My assumption here, based on experience, is our Hosted DC is much less likely to experience a power outage and has more redundancy than our offices do. We do not have a DR Data Centre due to the high cost and lack of management buy in.
However Hosted DCs are not perfect, the one we use doesn’t provide redundant internet pipes instead we have to buy our own. This means, again due to cost, we don’t have redundant internet.
Then on Sunday night at about 19:44 a cooling unit overheated due to a collapsed bearing, burnt out and caused a general fire alarm. The Fire Brigade attended and assessed the situation as safe, the units power was removed but all systems on the floor remained up and unaffected… or so they thought.

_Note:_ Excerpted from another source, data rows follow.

PR #703, opened 2026-08-04
fix: keep non-DSC enrollments visible in the Learner Progress Report

sjasti-sonata-svg:
JIRA: https://2u-internal.atlassian.net/browse/ENT-12136

 Summary

- The `enterprise_user__is_linked=True` filter added to `EnterpriseLearnerEnrollmentViewSet.get_queryset()` to exclude unlinked learners from the LPR also silently excluded enrollments without granted Data Sharing Consent (DSC), since both cases null out the `enterprise_user` link the same way.
- Enrollments without consent should still appear in the LPR with `is_consent_granted=False`, not disappear entirely.
- Updated the filter to `Q(enterprise_user__is_linked=True) | Q(enterprise_user__isnull=True, is_consent_granted=False)`. This narrows the "show it anyway" carve-out to only the true scrubbed case (`enterprise_user` is NULL, no learner association at all) rather than any non-consented enrollment regardless of link state -- so a genuinely unlinked learner (a real `EnterpriseLearner` row with `is_linked=False`) stays excluded even if their enrollment also happens to lack consent.
- This also fixes the `overview()` analytics endpoint, since it reuses the same queryset.

 Test plan

- Updated `test_get_queryset_adds_placeholder_metadata_columns` mock assertions for the new two-step filter chain.
- Added `test_list_includes_non_consented_enrollments_with_no_enterprise_user` reproducing the reported scenario (enterprise_user is NULL).
- Added `test_list_excludes_non_consented_enrollments_of_genuinely_unlinked_learners` covering the case where a real, is_linked=False learner exists -- confirms it still stays excluded even without consent.
- Confirmed existing `test_list_excludes_enrollments_of_unlinked_learners` and `test_overview_number_of_users_excludes_unlinked_learners` still pass.

### DIFF
--- a/enterprise_data/tests/api/v1/test_views.py
+++ b/enterprise_data/tests/api/v1/test_views.py
@@ -13,6 +13,7 @@ from rest_framework import status
 from rest_framework.reverse import reverse
 from rest_framework.test import APITransactionTestCase
 
+from django.db.models import Q
 from django.utils import timezone
 
 from enterprise_data.api.v1.serializers import EnterpriseOfferSerializer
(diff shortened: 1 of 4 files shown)


enterprise_data/tests/api/v1/test_views.py
```diff
@@ -380,19 +440,22 @@ def test_get_queryset_adds_placeholder_metadata_columns(self, mock_apply_filters
...
         mock_apply_filters.return_value = filtered_enrollments
 
         result = viewset.get_queryset()
 
-        mock_filter.assert_called_once_with(
-            enterprise_customer_uuid=self.enterprise_id,
-            enterprise_user__is_linked=True,
+        mock_filter.assert_called_once_with(enterprise_customer_uuid=self.enterprise_id)
+        enrollments.filter.assert_called_once_with(
+            Q(enterprise_user__is_linked=True) | Q(enterprise_user__isnull=True, is_consent_granted=False)
```
rgopalrao-sonata-png, line 456: check one use case where enterprise_user IS NULL and is_consent_granted=False

rgopalrao-sonata-png (approved):

enterprise_data/tests/api/v1/test_views.py
sjasti-sonata-svg: Noted and it is already covered .

marlonkeating (approved):

PR #704, opened 2026-08-06
fix: simplify unlinked-learner exclusion in the Learner Progress Report

sjasti-sonata-svg:
JIRA: https://2u-internal.atlassian.net/browse/ENT-12136

Summary
Follow-up to #703. Simplifies the queryset filter in `EnterpriseLearnerEnrollmentViewSet.get_queryset()`:

```python
 before
Q(enterprise_user__is_linked=True) | Q(enterprise_user__isnull=True, is_consent_granted=False)

 after
.exclude(enterprise_user__is_linked=False)
```

 Test plan
- Updated `test_get_queryset_adds_placeholder_metadata_columns` mock assertions for the `.exclude()` call.
- Existing `test_list_includes_non_consented_enrollments_with_no_enterprise_user` and `test_list_excludes_non_consented_enrollments_of_genuinely_unlinked_learners` (from #703) both still pass unchanged, confirming behavior is identical for the ticket's real scenarios.
- Full suite (302 tests) passes.

### DIFF
--- a/enterprise_data/api/v1/views/enterprise_learner.py
+++ b/enterprise_data/api/v1/views/enterprise_learner.py
@@ -102,8 +102,8 @@ class EnterpriseLearnerEnrollmentViewSet(EnterpriseViewSetMixin, viewsets.ReadOn
         # values are merged in later from Snowflake during enrichment.
         enrollments = EnterpriseLearnerEnrollment.objects.filter(
             enterprise_customer_uuid=enterprise_customer_uuid,
-        ).filter(
-            Q(enterprise_user__is_linked=True) | Q(enterprise_user__isnull=True, is_consent_granted=False)
+        ).exclude(
+            enterprise_user__is_linked=False,
         ).extra(select={
             'course_progress': 'NULL',
             'course_passing_grade': 'NULL',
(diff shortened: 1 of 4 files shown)


rgopalrao-sonata-png (approved):

enterprise_data/api/v1/views/enterprise_learner.py
```diff
@@ -102,8 +102,8 @@ def get_queryset(self):
         # values are merged in later from Snowflake during enrichment.
         enrollments = EnterpriseLearnerEnrollment.objects.filter(
             enterprise_customer_uuid=enterprise_customer_uuid,
-        ).filter(
-            Q(enterprise_user__is_linked=True) | Q(enterprise_user__isnull=True, is_consent_granted=False)
+        ).exclude(
+            enterprise_user__is_linked=False,
```
marlonkeating, line 106: Have we confirmed that `is_consent_granted=False` users also have `is_linked=True`? The previous implementation seemed to be operating under a different assumption.

marlonkeating: The main difference functionally between the old query and the new query is that the old query guarded against showing records where `enterprise_user` is null and `is_consent_granted` is True.  I queried the production database, however, and no such records exist.  As such, this simplification shouldn't cause regressions.

marlonkeating (approved):

PR #80, opened 2022-05-06
feature: process commands with table

Niuslar:
@Vavat I saw this in a book and thought it could be used here. It is a way to process commands using an array of commands and function pointers. What I did was: 
- Create a command_t struct that includes name, argument count and function to execute
- Create an array of commands 
- Create function wrappers so all of them have the same signature 
- In newCommand I moved the "Argument out of bounds" check inside each method it calls. 
- I created two new member functions for setambient and setincubator, before they were part of the newCommand method

I think this is much easier to read and it makes it easier to add new commands if we need to. 
Let me know what you think


Niuslar:
This could lead to bugs and it is not clear for someone who's not familiar with the code.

As part of the fire alarm, a fire suppression agent, Inergen gas, was released to contain the fire and reduce the impact to equipment in the DC. This is just one of the complexities of a modern Data Centre, traditional fire suppression systems such as Dry Powder are completely unsuitable for IT equipment as they are sucked into the chassis via the fans and coat all surfaces. This powder needs to be removed before you power the units back on or you will most certainly cause permanent damage. Power would therefore need to be cut when this was occurring.
However Inergen Gas systems are not perfect either. As we’ve become painfully aware of gas based fire suppression release can and does kill hard disks. There is both anecdotal evidence and scientific evidence that loud noises, exceeding 110dB, can significant reduce performance and cause drives to fail. Releasing inert gases at high pressure produces such sound waves.
From our experience the failures can manifest as SCSI Bus resets which can bring a system to a grinding halt or force the disk into Read Only mode, SMART disk failures or data corruption. In two cases we had both firewalls in a cluster go down, but were able to power-cycle them to recover a single member and restore service, the other side of each cluster has to be rebuilt. Some disks show OK when we check them via Management Agent, but refuse to boot due to corrupted partition tables or file systems. There specifically seems to be something wrong with the Hard disks shipped by HP, Our EMC SAN threw some SCSI bus resets but no failures and our EMC DataDomain backup system had a single disk failure, while we lost 9 HP SAS drives, 7 of which are the same part number.
We’ll be working with the DC and HP to understand how we can mitigate this issue going forwards.